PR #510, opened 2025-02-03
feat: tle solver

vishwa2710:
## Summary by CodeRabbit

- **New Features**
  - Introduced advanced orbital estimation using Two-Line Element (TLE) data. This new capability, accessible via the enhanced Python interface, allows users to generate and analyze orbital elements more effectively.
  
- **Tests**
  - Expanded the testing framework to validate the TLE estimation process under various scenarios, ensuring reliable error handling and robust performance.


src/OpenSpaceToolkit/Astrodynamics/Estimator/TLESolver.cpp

_____

Make an exact copy of the data above.

PR #510, opened 2025-02-03
feat: tle solver

vishwa2710:
## Summary by CodeRabbit

- **New Features**
  - Introduced advanced orbital estimation using Two-Line Element (TLE) data. This new capability, accessible via the enhanced Python interface, allows users to generate and analyze orbital elements more effectively.
  
- **Tests**
  - Expanded the testing framework to validate the TLE estimation process under various scenarios, ensuring reliable error handling and robust performance.


src/OpenSpaceToolkit/Astrodynamics/Estimator/TLESolver.cpp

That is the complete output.